CMC numbers in Stage IV melanoma patients are significantly higher than the positives detected in normal blood by the negative selection method.

Figure 4: CMC numbers in Stage IV melanoma patients are significantly higher than the positives detected in normal blood by the negative selection method. Comparison between healthy donor blood samples (N = 10 for two markers combined) and patient blood samples (N = 11) processed and analyzed for CMCs. Box plots show median and quartiles. The broken line indicates limit of detection determined by spiking experiments. The two groups are statistically different (p <0.0001 using Mann-Whitney two tailed test).
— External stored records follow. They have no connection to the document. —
PR #19832, opened 2025-09-10
use the checked out version of workflows to build docs

masci:
# Description

Removing the pin to 0.x and using the source directly


logan-markewich (approved):

docs/pyproject.toml
```diff
@@ -96,7 +96,7 @@ urllib3 = "2.5.0"
 watchdog = "4.0.0"
 wcwidth = "0.2.13"
 webencodings = "0.5.1"
-llama-index-workflows = "^0.2.2"
+llama-index-workflows = {path = "./workflows-py"}
```
logan-markewich, line 99: should we re-run lock?

Issue #19850, opened 2025-09-12
[Bug]: RichPromptTemplate example error


vladdie:
### Bug Description

Hi! Thanks for the great project.

I'm a beginner. just running the examples of RichPromptTemplate and meet an exception when I was trying to read a local image using the prompt:

InvalidSchema: No connection adapters were found for './image.png'

See the code below.

from llama_index.llms.openai import OpenAI 
llm = Ollama(model="llava:13b", request_timeout=120.0) 
prompt = RichPromptTemplate( """ Describe the following image: {{ image_path | image}} """ )
messages = prompt.format_messages(image_path="./image.jpg")
response = llm.chat(messages)  # raise the error 
print(response.message.content)

Let me know if more details would help—thanks again!

### Version

0.13.6 

### Steps to Reproduce

from llama_index.llms.openai import OpenAI 
llm = Ollama(model="llava:13b", request_timeout=120.0) 
prompt = RichPromptTemplate( """ Describe the following image: {{ image_path | image}} """ )
messages = prompt.format_messages(image_path="./image.jpg")
response = llm.chat(messages)  # raise the error 
print(response.message.content)

### Relevant Logs/Tracbacks

```shell

```

PR #19856, opened 2025-09-12
better resolve binary

logan-markewich:
Fixes https://github.com/run-llama/llama_index/issues/19850

### DIFF
--- a/llama-index-core/llama_index/core/utils.py
+++ b/llama-index-core/llama_index/core/utils.py
@@ -34,6 +34,7 @@ from typing import (
 
 import platformdirs
 import requests
+from urllib.parse import urlparse
 
 if TYPE_CHECKING:
     from nltk.tokenize import PunktSentenceTokenizer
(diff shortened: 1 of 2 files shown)


llama-index-core/llama_index/core/utils.py
```diff
@@ -657,6 +657,14 @@ def resolve_binary(
         return BytesIO(data)
 
     elif url is not None:
+        if url.startswith("data:"):
+            if as_base64 and "base64," in url:
```
adrianlyjak: unfortunately, I think `base64` is valid encoded base 64, so this could maybe go wrong (probably very-very rare?). Could this check be a little more explicit about the location? Probably just some more comma/semi-colon splitting

https://developer.mozilla.org/en-US/docs/Web/URI/Reference/Schemes/data

logan-markewich: ah yea, I should probably be using proper url parsing?

logan-markewich: Much better now

PR #19916, opened 2025-09-22
Bug Fix :- Not Able to Fetch Page whose latest is empty or null

ameetpal:
# Description

Current Loader is not able to fetch page which have single version, in those pages latest is null or empty so added a check consider those pages as well 

Fixes # (issue)

## New Package?

- [ ] Yes
- [-] No

## Version Bump?

- [-] Yes
- [ ] No

## Type of Change

- [-] Bug fix (non-breaking change which fixes an issue)

## How Has This Been Tested?

- [-] I believe this change is already covered by existing unit tests

## Suggested Checklist:

- [-] I have performed a self-review of my own code

### DIFF
--- a/llama-index-integrations/readers/llama-index-readers-service-now/llama_index/readers/service_now/base.py
+++ b/llama-index-integrations/readers/llama-index-readers-service-now/llama_index/readers/service_now/base.py
@@ -444,7 +444,11 @@ class SnowKBReader(BaseReader):
             gr.add_query("number", "IN", ",".join(numbers))
         else:
             raise ValueError("Must provide article_sys_id or number")
-        gr.add_query("latest", "true")  # Only fetch latest version
+
+        # Handle latest field: include records where latest is true OR latest field is not present/empty
+        latest_condition = gr.add_query("latest", "true")
+        latest_condition.add_or_condition("latest", "ISEMPTY")
+
         gr.add_query(
             "workflow_state", status or DEFAULT_WORKFLOW_STATE
         )  # Include only published articles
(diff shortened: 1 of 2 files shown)


llama-index-integrations/readers/llama-index-readers-service-now/llama_index/readers/service_now/base.py
```diff
@@ -444,7 +444,11 @@ def load_data(
             gr.add_query("number", "IN", ",".join(numbers))
         else:
             raise ValueError("Must provide article_sys_id or number")
-        gr.add_query("latest", "true")  # Only fetch latest version
+
+        # Handle latest field: include records where latest is true OR latest field is not present/empty
```
AstraBert, line 448: Based on the original comment, this defies the purpose of the original code... I am ok with it, I would just like to know whether or not there was a reason for only fetching `latest` version of something

ameetpal: Service Now on UI by default shows latest verison only and latest version is required in all of our cases, so we fetch latest only,

I can add a version param in function to let user customize it if you want.

But this code change is only for pages where there is only one version , in that case no data was fetched 

@AstraBert

AstraBert: You can go through with the actual change, I guess it makes sense not to look for latest in pages without versioning, no need to add a version parameter imo :)

PR #19919, opened 2025-09-22
Adding a ThinkingBlock among content blocks

AstraBert:
Adding a thinking block and support for it in:

- Anthropic
- Bedrock Converse
- Google GenAI
- Mistral
- OpenAI

### DIFF
--- a/llama-index-integrations/llms/llama-index-llms-anthropic/llama_index/llms/anthropic/base.py
+++ b/llama-index-integrations/llms/llama-index-llms-anthropic/llama_index/llms/anthropic/base.py
@@ -25,6 +25,7 @@ from llama_index.core.base.llms.types import (
 )
 from llama_index.core.base.llms.types import TextBlock as LITextBlock
 from llama_index.core.base.llms.types import CitationBlock as LICitationBlock
+from llama_index.core.base.llms.types import ThinkingBlock as LIThinkingBlock
 from llama_index.core.bridge.pydantic import Field, PrivateAttr
 from llama_index.core.callbacks import CallbackManager
 from llama_index.core.constants import DEFAULT_TEMPERATURE
@@ -341,10 +342,9 @@ class Anthropic(FunctionCallingLLM):
     def _get_blocks_and_tool_calls_and_thinking(
         self, response: Any
     ) -> Tuple[
-        List[ContentBlock], List[Dict[str, Any]], Dict[str, Any], List[Dict[str, Any]]
+        List[ContentBlock], List[Dict[str, Any]], List[Dict[str, Any]]
     ]:
         tool_calls = []
-        thinking = None
         blocks: List[ContentBlock] = []
         citations: List[TextCitation] = []
         tracked_citations: Set[str] = set()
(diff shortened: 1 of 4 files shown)


llama-index-integrations/llms/llama-index-llms-anthropic/llama_index/llms/anthropic/base.py
logan-markewich, line 1: Do we need any special handling for passing thinking back into the model? Currently these changes capture the output only

llama-index-integrations/llms/llama-index-llms-google-genai/llama_index/llms/google_genai/base.py
```diff
@@ -393,7 +394,7 @@ def gen() -> ChatResponseGen:
                 )
                 llama_resp.delta = content_delta
                 llama_resp.message.content = content
-                llama_resp.message.additional_kwargs["thoughts"] = thoughts
+                llama_resp.message.blocks.append(ThinkingBlock(content=thoughts))
```
logan-markewich, line 397: Do we need to handle non-streaming too?

llama-index-integrations/llms/llama-index-llms-google-genai/llama_index/llms/google_genai/utils.py
logan-markewich, line 1: Similar question here too, do we need to handle passing previous thinking back to the model?

llama-index-integrations/llms/llama-index-llms-google-genai/llama_index/llms/google_genai/base.py
AstraBert: We do have non streaming support: https://github.com/run-llama/llama_index/blob/f135235a77c07f911c091ec63d73429341bfc779/llama-index-integrations/llms/llama-index-llms-google-genai/llama_index/llms/google_genai/utils.py#L135-L219, that applies here: https://github.com/run-llama/llama_index/blob/f135235a77c07f911c091ec63d73429341bfc779/llama-index-integrations/llms/llama-index-llms-google-genai/llama_index/llms/google_genai/base.py#L324

logan-markewich: Great!

llama-index-integrations/llms/llama-index-llms-openai/llama_index/llms/openai/responses.py
logan-markewich, line 1: Looks like this only covers chat, and not stream chat?

logan-markewich (approved):
This seems pretty good to me. I think two follow-up APIs would be
- bedrock
- ollama

I think in the future to, I might add a `.content_delta` param to the `ChatResponse` object, but thats also for another day 😁

llama-index-integrations/llms/llama-index-llms-openai/llama_index/llms/openai/responses.py
AstraBert: Now it does support also streaming :))

AstraBert:
@logan-markewich Just as a little DevX improvement, I added a check in Anthropic that automatically sets temperature to 1 if thinking is enabled :))

PR #21028, opened 2026-03-16
fix(core): preserve CTE names during schema prefixing in SQLDatabase.run_sql

### LINKED ISSUE #19889: [Feature Request]: Add CTE support in SQLWrapper
### Feature Description

Current implementation naively replaces all FROM and JOIN clauses, which breaks CTEs since CTE names should not be schema-prefixed: https://github.com/run-llama/llama_index/blob/fb587fe64a74c8ba4a86923c8cd5af341812c289/llama-index-core/llama_index/core/utilities/sql_wrapper.py#L224

### Reason

_No response_

### Value of Feature

_No response_

eureka0928:
# Description

Fix naive `str.replace("FROM ", ...)` in `SQLDatabase.run_sql()` that incorrectly schema-prefixes CTE (Common Table Expression) names, breaking queries like:

```sql
WITH my_cte AS (SELECT * FROM users) SELECT * FROM my_cte
-- Before (broken): ... SELECT * FROM myschema.my_cte
-- After (fixed):   ... SELECT * FROM my_cte
```

Replace with regex-based `_add_schema_prefix()` method that:
1. Extracts CTE names from `WITH [RECURSIVE] name AS (` clauses (including comma-separated CTEs)
2. Uses regex to match `FROM`/`JOIN` table references
3. Skips CTE names and already schema-qualified identifiers when prefixing

Fixes #19889

## Version Bump?

- [x] No (llama-index-core is exempt per PR template)

## Type of Change

## How Has This Been Tested?

10 new tests covering:
- Simple FROM/JOIN prefixing
- Single CTE name preservation
- Multiple CTEs (`WITH a AS (...), b AS (...)`)
- Recursive CTEs (`WITH RECURSIVE`)
- Already schema-qualified names (`other_schema.table`)
- Multi-word JOINs (`LEFT JOIN`)
- Subqueries (`FROM (SELECT ...)`)
- CTE + real table in same query
- Case-insensitive matching

All 16 tests pass (6 existing + 10 new). Pre-commit hooks, ruff, mypy all pass.

## Suggested Checklist:

### DIFF
--- a/llama-index-core/llama_index/core/utilities/sql_wrapper.py
+++ b/llama-index-core/llama_index/core/utilities/sql_wrapper.py
@@ -1,7 +1,7 @@
 """SQL wrapper around SQLDatabase in langchain."""
 
 import re
-from typing import Any, Dict, Iterable, List, Optional, Tuple
+from typing import Any, Dict, Iterable, List, Optional, Set, Tuple
 
 from sqlalchemy import MetaData, create_engine, insert, inspect, text
 from sqlalchemy.engine import Engine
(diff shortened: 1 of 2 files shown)


fury0928:
Hi @AstraBert thanks for your time on the review
Would you review this also if you have a moment?
Appreciate it

AstraBert:
Please do not ping maintainers as soon as you open a PR. We go through all PRs at our own pace

PR #21031, opened 2026-03-16
fix: Handle None .text in AnthropicCompletionResponse

### LINKED ISSUE #21026: [Bug]: Pydantic validation error in AnthropicCompletionResponse
### Bug Description

When using Anthropic LLM integration, `stream_complete` can trigger a `ValidationError`.

I notice, that this occurs, if the chat message, being converted to a completion response contains `None` as `.text`.

### Version

v0.14.16

### Steps to Reproduce

I notice when I ran this:

```
from llama_index.llms.anthropic import Anthropic
llm = Anthropic(
            model='claude-opus-4-6',
            max_tokens = 5000,
            api_key='[redacted]',
            base_url='[redacted]',
        )

response = llm.stream_complete("what's the color of the sky?")
for r in response:
    print(r.delta, end="")
```

this yields this error:
```
ValidationError: 1 validation error for AnthropicCompletionResponse
text
  Input should be a valid string [type=string_type, input_value=None, input_type=NoneType]
```

In order to trigger the problem directly, I isolated this:
```
from llama_index.llms.anthropic.base import AnthropicChatResponse
 
from llama_index.llms.anthropic import Anthropic
llm = Anthropic(
            model='claude-opus-4-6',
            max_tokens = 5000,
            api_key='whatever',
            base_url='https://example.com/',
        )
 
cm = ChatMessage(role="assistant", blocks=[])
acr = AnthropicChatResponse(message=cm)
llm._completion_response_from_chat_response(acr)
```

This last line will trigger the error.

### Relevant Logs/Tracbacks

```shell

```

BillionClaw:
Fixes #21026

## Bug Description

When using Anthropic LLM integration, `stream_complete` could trigger a ValidationError when `chat_response.message.content` is `None` (e.g., when the chat message contains blocks instead of text content).

## Root Cause

The `_completion_response_from_chat_response` method was passing `chat_response.message.content` directly to `AnthropicCompletionResponse`, but when the message only has blocks (no text content), the `content` field is `None`. The `CompletionResponse` class expects `text` to be a string, causing a Pydantic validation error.

## Fix

Changed `text=chat_response.message.content` to `text=chat_response.message.content or ""` to handle None values by defaulting to an empty string. This pattern is consistent with other LLM integrations in the codebase (e.g., zhipuai, huggingface-api, mistralai, ollama, langchain, siliconflow, premai).

## Testing

Added a regression test `test_completion_response_from_chat_response_with_none_content` that verifies the fix works correctly when content is None.

## Changes

- `llama-index-integrations/llms/llama-index-llms-anthropic/llama_index/llms/anthropic/base.py`: Added null check for content
- `llama-index-integrations/llms/llama-index-llms-anthropic/tests/test_llms_anthropic.py`: Added regression test

### DIFF
--- a/llama-index-integrations/llms/llama-index-llms-anthropic/llama_index/llms/anthropic/base.py
+++ b/llama-index-integrations/llms/llama-index-llms-anthropic/llama_index/llms/anthropic/base.py
@@ -376,7 +376,7 @@ class Anthropic(FunctionCallingLLM):
         self, chat_response: AnthropicChatResponse
     ) -> AnthropicCompletionResponse:
         return AnthropicCompletionResponse(
-            text=chat_response.message.content,
+            text=chat_response.message.content or "",
             delta=chat_response.delta,
             additional_kwargs=chat_response.additional_kwargs,
             raw=chat_response.raw,
--- a/llama-index-integrations/llms/llama-index-llms-anthropic/tests/test_llms_anthropic.py
+++ b/llama-index-integrations/llms/llama-index-llms-anthropic/tests/test_llms_anthropic.py
@@ -1074,3 +1074,44 @@ def test_structured_output_failure_mock() -> None:
         match="It was not possible to produce a structured response because of max_tokens",
     ):
         sllm.chat(STRUCT_MESSAGES)
+
+
+def test_completion_response_from_chat_response_with_none_content():
+    """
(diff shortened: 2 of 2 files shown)


logan-markewich:
nah, I just merged this. Going to ban since I strongly suspect this to be an openclaw agent

PR #21036, opened 2026-03-16
fix(core): raise ValueError instead of returning string from structured_predict

### LINKED ISSUE #16604: [Bug]: Structured Outputs sometimes return string instead of Pydantic Model

Stoic-Angel:
# Description
`structured_predict()` and related methods sometimes return a raw string instead of a Pydantic model, causing `AttributeError: 'str' object has no attribute 'model_dump_json'`.
**Root cause:** `FunctionCallingProgram._parse_tool_outputs()` blindly `cast()` `raw_output` to the model type without checking. Three failure paths:
- **No tool calls:** LLM returns text instead of calling the tool (empty `sources`)
- **Tool call error:** Pydantic validation fails in `call_tool()`, setting `raw_output=str(exception)` — cast lies, downstream crashes
- **StructuredLLM:** `chat()` calls `.model_dump_json()` on the string result
**Fix:** Added `isinstance(output, BaseModel)` validation at four layers:
1. `_parse_tool_outputs()` — validates sources non-empty, checks `is_error`, verifies `raw_output` type
2. `StructuredLLM.chat()`/`achat()` — guard before `model_dump_json()`
3. `LLM.structured_predict()`/`astructured_predict()` — guard after program returns
4. `TreeSummarize` — `isinstance` guards on all `.model_dump_json()` call sites
All errors now raise `ValueError` with expected type, actual type/value, and actionable suggestions.

Fixes #16604

## New Package?
- [ ] Yes
- [x] No

## Version Bump?
- [ ] Yes
- [x] No

## Type of Change

## How Has This Been Tested?
20 new regression tests across two files covering all 3 failure paths (sync + async):
- `tests/program/test_function_program.py` — 7 new tests
- `tests/llms/test_structured_llm.py` — 5 new tests

## Suggested Checklist:

### DIFF
--- a/llama-index-core/llama_index/core/llms/llm.py
+++ b/llama-index-core/llama_index/core/llms/llm.py
@@ -361,7 +361,7 @@ class LLM(BaseLLM):
         assert not isinstance(result, list)
 
         if not isinstance(result, BaseModel):
-            raise ValueError(
+            raise TypeError(
                 f"structured_predict expected a {output_cls.__name__} instance "
                 f"but got {type(result).__name__}: {result!r}. "
                 f"The LLM failed to produce valid structured output."
@@ -429,7 +429,7 @@ class LLM(BaseLLM):
         assert not isinstance(result, list)
 
         if not isinstance(result, BaseModel):
-            raise ValueError(
+            raise TypeError(
                 f"astructured_predict expected a {output_cls.__name__} instance "
                 f"but got {type(result).__name__}: {result!r}. "
                 f"The LLM failed to produce valid structured output."
--- a/llama-index-core/llama_index/core/program/function_program.py
+++ b/llama-index-core/llama_index/core/program/function_program.py
@@ -209,9 +209,12 @@ class FunctionCallingProgram(BasePydanticProgram[Model]):
         Parse tool outputs.
 
         Validates that each tool output is actually a Pydantic model instance.
-        Raises a clear error if the LLM failed to produce a valid structured
-        output (e.g. returned text instead of a tool call, or the tool call
-        produced a parsing error).
+
+        Raises:
+            ValueError: LLM did not return any tool calls, or a tool call
+                failed (e.g. Pydantic validation error).
+            TypeError: A tool call returned a non-BaseModel object.
+
         """
         if len(agent_response.sources) == 0:
             raise ValueError(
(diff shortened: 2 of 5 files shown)


llama-index-core/llama_index/core/llms/llm.py
```diff
@@ -360,6 +360,13 @@ class Test(BaseModel):
         result = program(llm_kwargs=llm_kwargs, **prompt_args)
         assert not isinstance(result, list)
 
+        if not isinstance(result, BaseModel):
+            raise ValueError(
```
AstraBert: Probably `TypeError` is more suited here, since it is a type discrepancy? I don't really have a hard opinion on this tho

llama-index-core/llama_index/core/program/function_program.py
```diff
@@ -204,8 +205,50 @@ def _parse_tool_outputs(
...
     ) -> Union[Model, List[Model]]:
-        """Parse tool outputs."""
-        outputs = [cast(Model, s.raw_output) for s in agent_response.sources]
+        """
+        Parse tool outputs.
+
+        Validates that each tool output is actually a Pydantic model instance.
+        Raises a clear error if the LLM failed to produce a valid structured
+        output (e.g. returned text instead of a tool call, or the tool call
+        produced a parsing error).
```
AstraBert: This should be, following google doc-string style:


```suggestion

        Raises:
            ValueError: LLM failed to produce a valid structured output
```

AstraBert (approved):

CMC counts: correlation trend with patient survival

The wide dynamic range of the CMC counts allowed us to perform an overall survival analysis based on these patients with Stage IV metastatic melanoma (Table 1). Patient characteristics were the following: 5 males (45%), 6 females (55%); median age at the time of sample was 63 years (range 49-74); Sites: cutaneous N = 8 (73%), mucosal N = 2 (18%); uveal N = 1 (9%); median CMC 287 (range 21-28,483). BRAF: (+) N = 7 (88%, all 7 had cutaneous melanoma), (-) N = 1 (12%), unknown N = 3 (Table 1). Five patients out of 11 were alive at the time of analysis. Four out of the 11 patients had CMCs reported with S100B as a marker (Table 1). Although the number of patients evaluated was small there was a suggestion that increasing CMC counts were associated with decreased patient survival [hazard ratio of 1.46, 95%, Confidence Interval (CI) (0.91-2.36), p = 0.12 after log-transformation of the counts]. An exploratory analysis within the patients with cutaneous melanoma, positive for BRAF V600E mutation, (N = 7) identified a stronger trend between lower CMCs (≤ 100/mL of blood) and increased survival (p = 0.06). Further analysis did not identify any relationship to site of metastasis, or whether the patient was receiving systemic therapy at the time the sample was obtained.

Disease specific miRs are enriched in Eluate fractions of metastatic melanoma blood samples

The high CMC number isolated in the Eluate fraction without attachment of the targeting magnetic antibody allowed us to perform additional molecular analyses of the CMCs. The CMC negative selection method was thus further validated by assessing miRs in enriched fractions from two test patients. Eluates from two patients with malignant uveal melanoma were quantified for microRNA (miR-20a, 21, and 106a) [20], using real time qRT-PCR (Figure 5). miRs associated with uveal melanoma in the CMC enriched samples (Eluates) were increased in comparison with the original cell suspension (Feed).

Melanoma specific miRs are enriched by the negative selection method.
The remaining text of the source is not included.